* Source information *
_ _ _ _ _ _ _

PR #10788, opened 2019-01-03
Fix for How to Use gatsby-config.js example in README

richhorace:
## Description
Fix for How to Use in README for gatsby-transformer-csv.  

- The example csv file has headers 
- To get the example to work gatesby-config.js should be change to:
    {
      resolve: `gatsby-transformer-csv`,
      options: {
        noheader: **false**,
      }

### DIFF
--- a/packages/gatsby-transformer-csv/README.md
+++ b/packages/gatsby-transformer-csv/README.md
@@ -46,7 +46,7 @@ module.exports = {
     {
       resolve: `gatsby-transformer-csv`,
       options: {
-        noheader: true,
+        noheader: false,
       },
     },
   ];


wardpeet:
Noheader is needed to tell the csv parser to omit the first line as it's a header line. The name is a bit unfortunate as it might indicate that the file has noheader.

> noheader:Indicating csv data has no header row and first row is data row. Default is false. See header row
you can read up on all parameters on the [official repo](https://github.com/Keyang/node-csvtojson#parameters)

I'm closing, if you have issues feel free to open an issue first.

richhorace:
Sorry for the not being clear.  This PR to fix documentation in the example in the index.md.  GraphQL doesn't work. 

If noheader: true, GraphQL query fails. 

noheader-true

If noheader: false, GraphQL query works. 

noheader-false

PR #10803, opened 2019-01-03
feat(examples): GraphQL reference

LekoArts:
In preparation for my changes to the `GraphQL reference` doc I created this example. It'll be used for querying the `___graphql` URL on a codesandbox. It has all features that gatsbyjs.org also has, just on a smaller scale.


LekoArts:
Better? 😊

DSchau:
@lekoarts you better believe it! Just gotta fix the linter and we’ll be good to go!

PR #10807, opened 2019-01-03
fix(examples): GraphQL reference codesandbox issue

LekoArts:
Codesandbox apparently fails on that

image

### DIFF
--- a/examples/graphql-reference/package.json
+++ b/examples/graphql-reference/package.json
@@ -5,7 +5,7 @@
   "version": "0.1.0",
   "author": "LekoArts <hello@lekoarts.de>",
   "dependencies": {
-    "gatsby": "^2.0.76",
+    "gatsby": "^2.0.83",
     "gatsby-image": "^2.0.22",
     "gatsby-plugin-react-helmet": "^3.0.0",
     "gatsby-plugin-sharp": "^2.0.6",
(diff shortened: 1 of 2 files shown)


pieh:
> Actually... this should be fixed by [a4621c6](https://github.com/gatsbyjs/gatsby/commit/a4621c6f578a4bb5d43f4d20ee765042e1b72d46) and the PR #10220 correct?

Yeah, I hit this when I was using blog starter after deleting `.eslintrc` file there, so I added that to common eslint config

LekoArts:
Codesandbox doesn't have access to that file (I think)

pieh:
It wasn't published yet I think

LekoArts:
Ah, I see. However I think Codesandbox will only restart the dev server (instance) if something changed on the repo. So if we don't change the PATH_PREFIX we'd need to change something else to trigger a new run.

DSchau:
> However I think Codesandbox will only restart the dev server (instance) if something changed on the repo

We'd need to upgrade to the version of gatsby that contains this change--so maybe we do that in this PR?

LekoArts:
Didn't work out as expected, `.83` didn't have the fix in it.

DSchau:
@LekoArts I'm not sure the change has been published yet.

The `eslint-config.js` does _not_ contain the additional global.

pieh:
I just published .84 with the change

PR #10810, opened 2019-01-03
feat(docs): Update GraphQL reference

LekoArts:
Since the old GraphQL examples were often offline, I switched the examples from gatsbyjs.org to [graphql-reference](https://github.com/gatsbyjs/gatsby/tree/master/examples/graphql-reference). The `___graphql` / GraphiQL is now hosted on Codesandbox:
https://codesandbox.io/s/github/gatsbyjs/gatsby/tree/master/examples/graphql-reference

It auto-updates to the contents of the repository. Since the [URL stays the same](https://user-images.githubusercontent.com/16143594/50649475-420db000-0f7e-11e9-8e24-df520033f9a1.png) we can always use that instance.

You can see a preview of the changes I made here:
https://img.lekoarts.de/graphql_reference_preview.png

Furthermore I solved the TODOs and added more examples. I used GraphiQL's introspection (Docs at the right hand side) to find more `format`'s but didn't find any.

### DIFF
--- a/docs/docs/graphql-reference.md
+++ b/docs/docs/graphql-reference.md
@@ -36,13 +36,13 @@ There are several ways to reduce the number of results from a query. Here `total
 
 Skip over a number of results. In this query `skip` is used to omit the first 3 results.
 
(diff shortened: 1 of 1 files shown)


DSchau:
Thanks for doing this @LekoArts! I think this is a big improvement--plus I love using CodeSandbox!

Looks to be working perfectly 👌

shannonbux:
Wow, cool! If I understand correctly, this means we won't have to update
the iframes? I seem to remember @m-allanson needing to do that every so
often. I'm always a fan of reducing maintenance burden!! Thanks!

DSchau:
@shannonbux correct! If we want to change the query (or break the query 😱) we'll have to update--but these will automatically update when a change occurs in [graphql-reference-example](https://github.com/gatsbyjs/gatsby/tree/master/examples/graphql-reference)

Pretty slick!

shannonbux:
Awesome. This is great.

PR #10819, opened 2019-01-03
Indicate code sample is JS

jwworth:
## Description

Changes the code to indicate that it is JavaScript. This doesn't seem to make a different on Github, but changing it will help clarify the filetype on the docs webpage.


KyleAMathews:
Thanks for the fix!

Issue #10328, opened 2018-12-06
Document ENABLE_GATSBY_REFRESH_ENDPOINT


m-allanson:
## Summary

Setting an env var `ENABLE_GATSBY_REFRESH_ENDPOINT=true` while running `gatsby develop` will configure the develop server to re-source data when it receives a POST request to `/__refresh`.

This is a really useful feature when working with content while developing your site. The only documentation for this at the moment lives in PR and issue comments. This information should live in the docs of gatsbyjs.org.

### Basic example

Useful info available from:

- https://www.youtube.com/watch?v=8uvnAbMMVhU
- https://github.com/gatsbyjs/gatsby/pull/3054#issuecomment-352858732

Implementation: https://github.com/gatsbyjs/gatsby/blob/2f1b4879b8676e5c4a0d9df791db31bf8a7cb85d/packages/gatsby/src/commands/develop.js#L117-L128

Possibly in other issues / PRs in this repo.

### Motivation

This feature is too useful to remain undocumented 😄

RichardBronosky:
This ticket and https://github.com/gatsbyjs/gatsby/pull/10366/commits and https://github.com/gatsbyjs/gatsby/projects/2 are still the top Google hits. Can we please add links to the real documentation to this ticket and any others discussing it? I still can't find it.

drake-smith:
I understand how this refresh token is working and have tried it out on my local machine, and using localhost. However, I wonder how this can be implemented into a preview system for a non-developer, like a client that needs to preview content before publishing. Especially on Contentful, to set up the POST webhook, I need a non-localhost URL. I could use ngrok, but again, that only works in a limited scope, and wouldn't be a permanent and publicly-accessible URL for others to use.

RichardBronosky:
@drake-smith  You can pass `--host=0.0.0.0` to develop to get it to listen on non-local interfaces.

Charlesdoiron:
Hi @drake-smith i really need the same online preview for my gatsby contentfull website.
Do you find something ?

thanks a lot !

PR #10829, opened 2019-01-04
docs(env-variables): Add cURL example for refresh endpoint

riddla:
## Description

I added a cURL example for the refresh endpoint e.g. http://localhost:8000/__refresh.

## Related Issues

Related to #10328.


riddla:
Thanks for the addition. Makes totally sense.

riddla:
@DSchau, I was wondering if a small helper component like the following would/could make sense, also for others:

``` javascript
import React from 'react'

let style = {
  // ...
}

const RefreshContent = ({ children }) => (
  <button onClick={refresh} style={style}>
    Refresh content
  </button>
)

function refresh() {
  console.log('refreshing content')
  var oReq = new XMLHttpRequest()
  oReq.open('POST', 'http://localhost:8000/__refresh')
  oReq.send()
}

export default RefreshContent
```

As I'm new to the Gatsby ecosystem I don't know if those kind of (development) helper components  already exist, where I could put them etc.
Maybe you have some insights?

PR #10835, opened 2019-01-04
fix(gatsby): test plugin name to handle symlinks, rather than path

DSchau:
## Description

This simple PR augments the behavior to test the plugin's name, rather
than the plugin's resolved path, in the case that it could be
symlinked/linked. This seems to match the behavior we're expecting, and
_again_ will be cleaned up when #10787 lands.

## Related Issues

Related to #10787, #10786

### DIFF
--- a/packages/gatsby/src/internal-plugins/query-runner/query-compiler.js
+++ b/packages/gatsby/src/internal-plugins/query-runner/query-compiler.js
@@ -66,7 +66,7 @@ const overlayErrorID = `graphql-compiler`
 
 const resolveThemes = (plugins = []) =>
   plugins.reduce((merged, plugin) => {
-    if (plugin.resolve.includes(`gatsby-theme-`)) {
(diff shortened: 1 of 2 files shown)


packages/gatsby/src/internal-plugins/query-runner/query-compiler.js
```diff
@@ -66,7 +66,7 @@ const overlayErrorID = `graphql-compiler`
 
 const resolveThemes = (plugins = []) =>
   plugins.reduce((merged, plugin) => {
-    if (plugin.resolve.includes(`gatsby-theme-`)) {
+    if (plugin.name.includes(`gatsby-theme-`)) {
```
DSchau: plugin.resolve is the symlinked path when running `yarn link`. This change will work with symlinked modules and "regular" (e.g. modules in node_modules) alike.

PR #12001, opened 2019-02-22
feat(gatsby-transformer-react-docgen): use local babel config for react-docgen

jquense:
BREAKING CHANGE: now uses the local babel config with a fallback


jquense:
ping :)

packages/gatsby-transformer-react-docgen/src/__tests__/on-node-create.js
```diff
@@ -114,10 +119,10 @@ describe(`transformer-react-doc-gen: onCreateNode`, () => {
 
   it(`should infer a name`, async () => {
     node.__fixture = `unnamed.js`
-    node.absolutePath = path.join(__dirname, `UnnamedExport`)
+    // node.absolutePath = path.join(__dirname, `UnnamedExport`)
```
DSchau: Is there a reason this is commented out?

DSchau: Should we just remove?

jquense:
ya i'm exploring what is required from the docs, give me a sec i've pushed a version to a scoped package to try out!

jquense:
Ok needed some additional work donw upstream, but thats merged and in 👍 

> If I'm reading correctly, it looks like we now require a cwd and parserOptions passed to the plugin, but we don't document this case.

Not required, only passed through for the sake the tests so that the packages own `.babelrc` doesn't affect the test outcomes.

I've documented the options as well so it's clearer what the behavior is and how to adjust it.

jquense:
ok good to go 👍

jquense:
friendly ping

LekoArts:
I'm also interested in this update, as I'll then be able to use this resolver, right?
https://github.com/Jmeyering/react-docgen-annotation-resolver

Nudge for @DSchau 	👍

jquense:
@LekoArts you can specify a resolver now, so that should already work.

DSchau:
Waiting for the CI checks to pass--then will get this merged in and published as `gatsby-transformer-react-docgen`@`4.0.0`.

DSchau:
Published as [`gatsby-transformer-react-docgen`@`4.0.0`](https://github.com/gatsbyjs/gatsby/blob/master/packages/gatsby-transformer-react-docgen/CHANGELOG.md#400-2019-04-02)

PR #12004, opened 2019-02-22
gatsby-starter-default useStaticQuery over StaticQuery

DylanTackoor:
## Description

Updates gatsby-starter-default [layout.js](https://github.com/gatsbyjs/gatsby/blob/master/starters/default/src/components/layout.js) and [seo.js](https://github.com/gatsbyjs/gatsby/blob/master/starters/default/src/components/seo.js) components to use the new `useStaticQuery` hook.

I think it looks cleaner, thoughts? 🤷‍♂️


sidharthachatterjee:
Thank you @DylanTackoor 

You'll need to update `package.json` and `package-lock.json` to have react and react-dom 16.8+ and gatsby 2.1+ since hooks won't work below that

sidharthachatterjee:
@pieh just made a great point about how our starters serve to enable discovery of various features. Going by that, do you think it would make sense to keep one instance of `StaticQuery` and `useStaticQuery` each?

sidharthachatterjee:
@DylanTackoor You can also update gatsby-starter-blog if you like since they're mostly the same files 🙂

DylanTackoor:
@sidharthachatterjee I'll update dependencies, and having one of each type of query is a great idea. I'll revert one and add in links to StaticQuery and useStaticQuery docs an dod the same for the blog starter 😄

DylanTackoor:
@sidharthachatterjee Done!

_ _ _ _ _ _ _

* The problem *
When a line in the records above holds "oReq", that line is to be reported.

* Written answer *
  var oReq = new XMLHttpRequest()
  oReq.open('POST', 'http://localhost:8000/__refresh')
  oReq.send()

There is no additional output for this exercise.